This filter converts HTML to nicely-formatted text using the text-browser W3M. I use this for constructing e-mail bodies, since it means I don't have to have two templates, one HTML and one plain-text, for each detailed e-mail I want to send. Besides the obvious maintenance benefits, this is nice because Django's templating system isn't well-suited to plain-text where whitespace and line-breaks are significant.
I chose W3M because it renders tables nicely and can take in HTML from STDIN (which Lynx can't do). An alternative is ELinks; to use it, change "cmd" to the following: elinks -force-html -stdin -dump -no-home
1 2 3 4 5 6 7 8 9 10 11 12 13 14 15 16 17 18 19 20 21 22 23 24 | from subprocess import Popen, PIPE
from django import template
register = template.Library()
@register.filter
def html2text(value):
"""
Pipes given HTML string into the text browser W3M, which renders it.

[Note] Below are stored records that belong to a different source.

PR #433, opened 2026-04-16
Deprecate `get_precision()` from `ndsl.dsl.typing`

romanc:
# Description

The function `get_precision()` in `ndsl.dsl.typing` is just returning `NDSL_GLOBAL_PRECISION`, defined in `ndsl.dsl`. Let's use `NDSL_GLOBAL_PRECISION` directly and deprecate the function.

In addition, this PR removes the `TypeAlias` type hints of `global_set_precision()` because they are wrong. For `mypy`, a `TypeAlias` has to be statically known. In our case, `Float` and `Int` depend on `NDSL_GLOBAL_PRECISION`, which is runtime dependent, see [here](https://mypy.readthedocs.io/en/stable/common_issues.html#variables-vs-type-aliases) for some examples. Even if there are only two possibilities (64 and 32 bit), `mypy` is stubborn about this and won't even allow a union type. The PR thus suggests to drop the type hint, which allows IDEs and/or language servers to infer the type if they wish.

Changes in `ndsl/grid/geometry.py` and `ndsl/xumpy/minmax.py` are unrelated to the above changes, but also strive to improve type hints.

## How has this been tested?

All good as long as CI is still green.

## Checklist

### DIFF
--- a/ndsl/xumpy/minmax.py
+++ b/ndsl/xumpy/minmax.py
@@ -1,10 +1,10 @@
 from functools import singledispatch
+from typing import Any
 
 import numpy as np
 import numpy.typing as npt
 
 from ndsl import Quantity
-from ndsl.dsl.typing import Float
 from ndsl.optional_imports import cupy as cp
 
 
@@ -58,9 +58,9 @@ def _(in_quantity: Quantity, out_quantity: Quantity) -> None:
 
 @singledispatch
 def max(
-    buffer: npt.NDArray | Quantity | int,
+    buffer: npt.NDArray | Quantity,
     axis: int | tuple[int, ...] | None = None,
-) -> Float:
+) -> Any:
     """Find maximum value."""
     raise NotImplementedError(f"Missing implementation for {type(buffer)}")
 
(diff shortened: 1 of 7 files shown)


ndsl/xumpy/minmax.py
```diff
@@ -58,9 +58,9 @@ def _(in_quantity: Quantity, out_quantity: Quantity) -> None:
 
 @singledispatch
 def max(
-    buffer: npt.NDArray | Quantity | int,
```
romanc, line 61: Not sure where the ` | int` was coming from. I don't think that makes sense

ndsl/xumpy/minmax.py
```diff
@@ -58,9 +58,9 @@ def _(in_quantity: Quantity, out_quantity: Quantity) -> None:
...
+    buffer: npt.NDArray | Quantity,
     axis: int | tuple[int, ...] | None = None,
-) -> Float:
```
romanc, line 63: Imo in case the `buffer` is filled with integers, won't we return an `Int` and not a `Float`? In general, I think, we can't know the return type unless we make this generic on the `buffer`s underlying type.

FlorianDeconinck (approved):
Thanks for the 🧹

Rendered text is grabbed from STDOUT and returned.
"""
try:
cmd = "w3m -dump -T text/html -O ascii"
proc = Popen(cmd, shell = True, stdin = PIPE, stdout = PIPE)
return proc.communicate(str(value))[0]
except OSError:
# something bad happened, so just return the input
return value
if __name__ == "__main__":
from urllib import urlopen
print html2text(urlopen("http://www.w3.org/TR/REC-html40/").read())
|
More like this
- Template tag - list punctuation for a list of items by shapiromatron 10 months, 2 weeks ago
- JSONRequestMiddleware adds a .json() method to your HttpRequests by cdcarter 10 months, 3 weeks ago
- Serializer factory with Django Rest Framework by julio 1 year, 5 months ago
- Image compression before saving the new model / work with JPG, PNG by Schleidens 1 year, 6 months ago
- Help text hyperlinks by sa2812 1 year, 6 months ago
Comments
cmd = "lynx -force_html -stdin -dump"
works for me.#
What's wrong with
#
Right you are, but I don't see any reason to use Lynx. Both W3M and ELinks render HTML much better than Lynx.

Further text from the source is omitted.